The executive order immediately prohibits the armed forces
from discharging members or denying re-enlistment on the basis of their gender
identity. Additionally, the order directs the military to begin a review and
correction of service members’ records in cases where this occurred.
The order does not appear to immediately allow new transgender recruits to join the military, but it gives the secretaries of defense and homeland security 60 days to update the president on their progress in implementing the order.
Also see: All of President Biden’s key executive orders — in one chart
Biden’s defense secretary, retired Army Gen. Lloyd Austin, spoke in favor of the ban reversal during his Senate confirmation hearing last week. “I support the president’s plan or plan to overturn the ban,” Austin said. “If you’re fit and you’re qualified to serve and you can maintain the standards, you should be allowed to serve.”
The Trump administration had reversed Obama-era efforts to remove barriers for transgender Americans
The Obama administration had originally announced a policy that would allow transgender Americans to serve openly in the military — previously, service members could be discharged for being transgender. The military had planned to begin allowing transgender Americans to enlist starting in July 2017.
But in 2017, former president Donald Trump made a surprise announcement on Twitter TWTR,
Roughly two years later, the Defense Department under Trump
finalized the policy, which did not ban transgender people from serving
outright but prohibited transgender troops from transitioning and required most
to serve in the gender they were assigned at birth.
Trump’s ban attracted multiple legal challenges. Many advocates for the lesbian, gay, bisexual and transgender community pointed to a 2016 study that showed that the Pentagon’s health costs would only increase between $2.4 million and $8.4 million annually, a small fraction of the armed forces’ total health-care expenses.
“Our fight to end the transgender military ban was about equal opportunity, fairness and service, and President Biden’s order today honors those shared national values,” Jennifer Levi, the director of the transgender-rights project at GLBTQ Legal Advocates & Defenders, said in a statement supporting Biden’s order.
“Transgender Americans can and will bring needed skills to our armed forces at every level, and I look forward to seeing our nation benefit from the contributions of a new generation of transgender leaders and patriots.”
The reversal is part of Biden’s broader efforts to support LGBT Americans
Biden’s administration has taken multiple steps beyond the transgender military ban reversal to provide more support to the LGBT community.
Last week, Biden issued a separate executive order stating that it was the policy of his administration “to prevent and combat discrimination on the basis of gender identity or sexual orientation.” Under that view, the White House argues that Title VII of the 1964 Civil Rights Act prohibits discrimination on the basis of gender identity and sexual orientation.
The executive order cited a recent Supreme Court decision that supported this interpretation of the law in employment-discrimination cases.
Since Biden signed that executive order, the Justice
Department has already taken steps to reverse policies that had just been
ushered in by the Trump administration.
Less than a week before Biden’s inauguration, the Justice Department sent out a memo that aimed to limit the scope of the Supreme Court’s ruling that protected LGBT people.

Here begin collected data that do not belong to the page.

PR #2578, opened 2023-03-07
[16.0][MIG] cron_daylight_saving_time_resistant

florian-dacosta:
Based on https://github.com/OCA/server-tools/pull/2289

The module allows to configure crons so they always run at the same hour, no matter the timezone and the change of hours.
For instance, if you are in Brussels and you have a cron that run every days at 11H (local time), when swtiching from summer time to winter time, the cron will be planned for the next day at 10H (local time)
At the contrary when switching from winter time to summer time, the cron that was configured to run at 11H will be planned for 12H.
If it is important that the cron always run at the same hour no matter the change of time, then you can check the box "daylight_saving_time_resistant" on the cron.

PR #2813, opened 2024-01-19
[16.0][IMP] tracking_manager: allow tracking readonly fields

CRogos:
@AnizR, @Kev-Roche, @sebastienbeau 

What is the reason for the limitation that read_only fields cannot be tracked? 
When there have a look at the Odoo native tracking, there are also read_only fields with tracking enabled:
image

In our case we what to track changes on an enterprise table account.asset, where most of the fields are read_only and can only be changed by a separate wizard. But through this wizard, user changes are possible and therefore tracking might be necessary.

Are there any doubt to remove the read_only filter?

### DIFF
--- a/tracking_manager/models/ir_model.py
+++ b/tracking_manager/models/ir_model.py
@@ -100,21 +100,27 @@ class IrModel(models.Model):
     def _default_automatic_custom_tracking_domain_rules(self):
         return {
             "product.product": [
+                ("readonly", "=", False),
                 "|",
                 ("ttype", "!=", "one2many"),
                 ("name", "in", ["barcode_ids"]),
             ],
             "sale.order": [
+                ("readonly", "=", False),
                 "|",
                 ("ttype", "!=", "one2many"),
                 ("name", "in", ["order_line"]),
             ],
             "account.move": [
+                ("readonly", "=", False),
                 "|",
                 ("ttype", "!=", "one2many"),
                 ("name", "in", ["invoice_line_ids"]),
             ],
-            "default_automatic_rule": [("ttype", "!=", "one2many")],
+            "default_automatic_rule": [
+                ("ttype", "!=", "one2many"),
+                ("readonly", "=", False),
+            ],
         }
 
     @api.depends("automatic_custom_tracking")
@@ -176,7 +182,7 @@ class IrModelFields(models.Model):
         for record in self:
             record.native_tracking = bool(record.tracking)
 
-    @api.depends("readonly", "related", "store")
+    @api.depends("related", "store")
     def _compute_trackable(self):
         blacklists = [
             "activity_ids",
@@ -185,13 +191,9 @@ class IrModelFields(models.Model):
             "message_main_attachment",
             "message_main_attachement_id",
         ]
+
         for rec in self:
-            rec.trackable = (
-                rec.name not in blacklists
-                and rec.store
-                and not rec.readonly
-                and not rec.related
-            )
+            rec.trackable = rec.name not in blacklists and rec.store and not rec.related
 
     def write(self, vals):
         custom_tracking = None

The Trump administration had filed a brief in the case arguing that Title VII did not cover discrimination based on sexual orientation. But the acting head of the Justice Department revoked the Trump administration’s memo on Friday.

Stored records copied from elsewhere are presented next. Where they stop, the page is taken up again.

PR #2814, opened 2024-01-19
[160][FIX] auditlog: prevent removal of x2many values from inaccessible companies

StefanRijnhart:
Having a product.template with taxes from multiple companies assigned, let a user without all of these companies enabled set the taxes of that product.

Before this change, the taxes related to inaccessible companies will be inadvertently removed.

Based on https://github.com/OCA/server-tools/pull/2628 by @rven

### DIFF
--- a/auditlog/models/rule.py
+++ b/auditlog/models/rule.py
@@ -387,6 +387,9 @@ class AuditlogRule(models.Model):
                 .with_context(prefetch_fields=False)
                 .read(fields_list)
             }
+            # Prevent the cache of modified fields from being poisoned by
+            # x2many items inaccessible to the current user.
+            self.invalidate_recordset(vals.keys())
             result = write_full.origin(self, vals, **kwargs)
             new_values = {
                 d["id"]: d
--- a/auditlog/tests/__init__.py
+++ b/auditlog/tests/__init__.py
@@ -1,3 +1,4 @@
 # License AGPL-3.0 or later (http://www.gnu.org/licenses/agpl).
 from . import test_auditlog
 from . import test_autovacuum
+from . import test_multi_company
--- a/auditlog/tests/test_multi_company.py
+++ b/auditlog/tests/test_multi_company.py
@@ -1,0 +1,115 @@
+from unittest.mock import patch
+
+from odoo.fields import Command
+from odoo.tests.common import TransactionCase
+
+from odoo.addons.base.models.res_users import Groups
+
+
+class TestMultiCompany(TransactionCase):
+    @classmethod
+    def setUpClass(cls):
+        super().setUpClass()
+        # Disarm any existing auditing rules.
+        cls.env["auditlog.rule"].search([]).unlink()
+        cls.env["auditlog.log"].search([]).unlink()
+        # Set up a group with two share users from different companies
+        cls.company1 = cls.env["res.company"].create({"name": "c1"})
+        cls.company2 = cls.env["res.company"].create({"name": "c2"})
+        cls.group = cls.env["res.groups"].create({"name": "g1", "share": True})
+        cls.user1 = cls.env["res.users"].create(
+            {
+                "name": "u1",
+                "login": "u1",
+                "groups_id": [Command.set(cls.group.ids)],
+                "company_ids": [Command.set(cls.company1.ids)],
+                "company_id": cls.company1.id,
+            }
+        )
+        cls.user2 = cls.env["res.users"].create(
+            {
+                "name": "u2",
+                "login": "u2",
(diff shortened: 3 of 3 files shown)


hbrunn (approved):

auditlog/models/rule.py
```diff
@@ -387,6 +387,9 @@ def write_full(self, vals, **kwargs):
                 .with_context(prefetch_fields=False)
                 .read(fields_list)
             }
+            # Prevent the cache of modified fields from being poisoned by
+            # x2many items inaccessible to the current user.
+            self.invalidate_recordset(vals.keys())
```
SirAionTech, line 392:
```suggestion
            self.invalidate_recordset(fnames=fields_list)
```
All the fields read with `sudo` have a cache value that is not what the current user would read, not only the ones in `vals`.
Shouldn't we reset the cache of all those fields instead of only the ones that are being written?

SirAionTech (approved):
Thanks!
I reviewed the code (big thanks for the test) and verified locally that the issue is fixed.

auditlog/models/rule.py
StefanRijnhart: @SirAionTech it's a good question. However, invalidating more fields might have an additional performance impact, and it's not clear to me under what circumstances these alternate cached values would cause an issue outside of the issue fixed here. Do you have a concrete scenario?

SirAionTech: > invalidating more fields might have an additional performance impact

I know, I have looked for an alternative to invalidating the cache (maybe a per-user cache?) and have found nothing useful.

> Do you have a concrete scenario?

A concrete scenario would be something like:
https://github.com/odoo/odoo/blob/1b1ee1b04948708fbcd9ccf78432183d2458b209/addons/account/models/account_journal.py#L560
an override of `write` wants to read the value of a field that is not in `vals`, after calling `super`.
It would probably read what `sudo` read a few lines above this one, instead of what the current user would read; if that's the case, we probably have to reset the cache everytime `sudo` reads anything.
What do you think?

Just to be clear: I still think the fix is fine (the review is an approval), I am just trying to understand a bit more of how the ORM works.

StefanRijnhart: Yes, I appreciate the approval!

As for your example, I don't see how the values read with sudo() by the auditlog override influences the fields in that section. Am I missing something?

I'm thinking that the only fields that will be different are these multicompany x2many fields, and if an override does something with those it implies a multicompany approach using sudo() in the first place.

SirAionTech: > As for your example, I don't see how the values read with sudo() by the auditlog override influences the fields in that section. Am I missing something?

It's more likely that I am missing something, this is how I think it works:

1. `sudo` reads the fields and puts the read value in the cache
2. every following access to the field sees the cached value

IF (notice the big IF) that's how it works, then the scenario I have linked has an issue.

StefanRijnhart: I agree with your analysis, but I think that in the linked code the consulted data like the currency_id of a journal will be the same when read with or without sudo so I'm wondering if it makes for a good example.

SirAionTech: > I agree with your analysis, but I think that in the linked code the consulted data like the currency_id of a journal will be the same when read with or without sudo so I'm wondering if it makes for a good example.

I didn't find an example but it probably would happen with `company_dependent` fields or fields that are accessible only by specific `groups`.

StefanRijnhart: Yes, those are interesting cases. Company dependent fields depend on the company which is kept when switching to sudo regardless of the default company of the superuser so it should not be an issue.

Fields protected by a groups attribute can indeed be cached when switching to sudo (in auditlog or anywhere else for that matter) and are from then on accessible by the non-sudo user.
```
>>> action = env["ir.actions.server"].search([], order="id asc", limit=1).with_user(env.ref("base.user_demo"))
>>> action.code
  File "/home/odoo/odoo/models.py", line 2944, in check_field_access_rights
    raise AccessError(_(
odoo.exceptions.AccessError: The requested operation can not be completed due to security restrictions.
>>> action.sudo().code
"\nconfig = model.next() or {}\nif config.get('type') not in ('ir.actions.act_window_close',):\n    action = config\n"
>>> action.code
"\nconfig = model.next() or {}\nif config.get('type') not in ('ir.actions.act_window_close',):\n    action = config\n"
```

If auditlog would use the sudo read for `read` operation rules this might be possible to exploit, but auditlog only uses the sudo read for `write` operations, and at the moment I find it difficult to imagine how this could be used to effectively leak information.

Before the Supreme Court’s ruling, no federal law explicitly banned LGBT workplace discrimination
The Supreme Court’s recent ruling was landmark for the LGBT community because prior to it, no federal protections were codified in the law.
Many state and local governments had banned workplace discrimination against LGBT people, such that more than half the country’s population lived in an area with these protections. Nevertheless, transgender Americans have faced rampant discrimination.

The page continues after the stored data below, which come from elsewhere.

PR #2820, opened 2024-01-30
[14.0][FIX] base_name_search_improved: avoid error search type query

Saran440:
Step to test:
1. install module `account` and `base_name_search_improved`
2. Go to Settings > Smart Searches > active model `Analytic Account` and add somefield to search
Selection_002
3. Create new invoice/bill and search value in analytic account. it will error.
Selection_003
Selection_004

it error because some module like `account.analytic.account` will return result to query not list.

### DIFF
--- a/base_name_search_improved/models/ir_model.py
+++ b/base_name_search_improved/models/ir_model.py
@@ -89,6 +89,11 @@ def patch_name_search():
             # Support a list of fields to search on
             all_names = _get_rec_names(self.sudo())
             base_domain = args or []
+
+            # Check type res, avoid error some model.
+            if not isinstance(res, list):
+                res = []
+
             # Try regular search on each additional search field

More than one in four transgender people have lost a job due to bias, according to the National Center for Transgender Equality.
Transgender people of color experience incidents of discrimination at even higher rates. A 2009 report co-authored by the National Gay and Lesbian Task Force and the National Center for Transgender Equality found that 97% of transgender people had been mistreated at work in some way, including being denied access to an appropriate bathroom or being removed from contact with clients.
Workplace discrimination can have a serious impact on transgender workers’ well-being, including their mental health. It is one of the reasons transgender individuals are twice as likely as the general population to be unemployed or to live in poverty, Jillian Weiss, the former executive director of the Transgender Legal Defense and Education Fund, told MarketWatch in 2017.
“They have difficulty with finding housing and maintaining stability in their lives,” she said.
The Biden administration’s efforts could have a significant impact on people’s safety at work, as research suggests LGBT people’s comfort with being out in the workplace has worsened in America.
A study conducted by Out Now, an LGBT consulting firm based in the Netherlands, found that the percentage of LGBT individuals in the U.S. who were out to everyone at work dropped from 44% in 2010 to 38% in 2015. The U.S. was the only country studied where this figure declined.